Rebecca se detuvo un instante antes de dirigirse hacia las escaleras y apartar un mechón de rizos de su rostro.
– Tienes razón en lo de que no estoy siendo objetiva. Además, no tengo ningún interés en serlo. Y deberías recordar, Gabe, que fui yo la primera en contratarte para investigar el accidente de avión en el que se suponía que había muerto mi madre.
– Lo recuerdo.
Rebecca asintió.
– Entonces nadie creía que Kate pudiera estar viva. Y yo quise contratarte porque eras el mejor y siempre he sabido que podías hacer ciertas cosas que para mí son imposibles. Pero cuando comenzaste a trabajar, tampoco tú creías que mi madre estaba viva. Eras igual que todos los demás. ¿Y quién tuvo razón en lo de mi madre?
– Tú, pero era un caso completamente diferente.
Rebecca sacudió violentamente la cabeza, haciendo que el chichón le doliera de una forma insoportable.
– Es exactamente lo mismo. Tú confías en tu cabeza de la misma forma que yo confío en mi corazón. Precisamente porque quiero a mi hermano, sé que jamás asesinaría a nadie, por horrible que fuera Mónica Malone, o por mucho daño que le hubiera hecho.
Gabe suspiró. Exhaló uno de aquellos exasperantes suspiros que expresaban siglos y siglos de actitudes machistas hacia las mujeres, especialmente hacia ella.
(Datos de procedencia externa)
Issue #924, opened 2016-08-24
Sharing context between steps of a scenario


sroze:
In order to simply and have more human-readable scenarios, it would be nice to ease sharing state between steps. This idea is already explored by the [`ScenarioStateBehatExtension` extension](https://github.com/gorghoa/ScenarioStateBehatExtension) but we can have a lot of benefits and an easier syntax by adding it to the core of Behat.

# Current situation

As an example, the following scenario:
```feature
Scenario: Add a token to a bucket
   Given there is a bucket named "ContinuousPipe"
   When I add a token "1234" in the bucket "ContinuousPipe"
```

In the step definition, I can use a repository or just a property of the context to share the created `Bucket` object in this example:

```php
    /**
     * @Given there is a bucket named :name
     */
    public function iCreateABucketNamed($name)
    {
        $this->bucketRepository->save(Bucket::named($name));
    }

    /**
     * When I add a token :token in the bucket :bucketName
     */
    public function iAddATokenInTheBucket($token, $bucketName)
    {
        $bucket = $this->bucketRepository->findByName($bucketName);
        $bucket->addToken($token);
    }
```

In my point of view, the drawback here is to have to mention again the bucket name in the second step. An option would be to simply have a `bucket` property in the context but that requires every other step that wants to use this variable to have access to this property.

# Ideal situation

```feature
Scenario: Add a token to a bucket
   Given there is a bucket named "ContinuousPipe"
   When I add a token "1234" to this bucket
```

```php
    /**
     * @Given there is a bucket named :name
     */
    public function iCreateABucketNamed($name) : Bucket
    {
        return Bucket::named($name);
    }

    /**
     * @When I add a token :token to this bucket
     */
    public function iAddATokenToThisBucket(Bucket $bucket, $token)
    {
        $bucket->addToken($token);
    }
```

The value returned by the previous steps (if any) is then able to be inject in the following steps. Such a feature allow for instance to have these 2 definitions in different context files without any problem, or even to have another step that create a bucket a completely different way without any change on the second step.

I'm happy to send a PR before the 3.2.0 release if that makes sense to the community :)

spolischook:
what about context property, that can be set in one step and read in another? Or you mean something else?

sroze:
@spolischook just updated the issue body, I pressed "Create" too fast. Is it clearer now?

avant1:
I like the idea of saving domain objects and avoiding calling them by name (if it is not important for scenario) in favor of something like "this bucket".
[...]

PR #926, opened 2016-08-25
Allow injection of returned values into next steps' arguments 

sroze:
This PR aims to implement a solution for the #924. At the moment, it is a 5 minute prototype that breaks loads of interfaces, but it is supposed to show how simple such feature can be added in Behat.


everzet:
Sorry for the thinking and work on this one, but I'm closing it. See the reasoning and explanation in #924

– Hay algunos errores en esa lógica, pero los olvidaremos de momento. Si tú crees que tu hermano es inocente, eso significa que el verdadero asesino continúa suelto. Una razón condenadamente buena para mantenerte al margen de esto. Podrías ponerte en peligro al acercar la nariz a fuegos que no estás en condiciones de apagar.
– Por el amor de Dios, Gabe. Esa es precisamente la razón por la que estoy aquí. Para apagar esos fuegos.
– Dios mío, esto es como estar hablando con una planta -por segunda vez, se pasó la mano por la cara con gesto de agotamiento-. No sé por qué, pero tengo la sensación de que no voy a poder convencerte de que te vayas a tu casa.
– Por fin lo comprendes -le palmeó el hombro mientras se dirigía hacia las escaleras-. Pero voy a ayudarte confía en mí.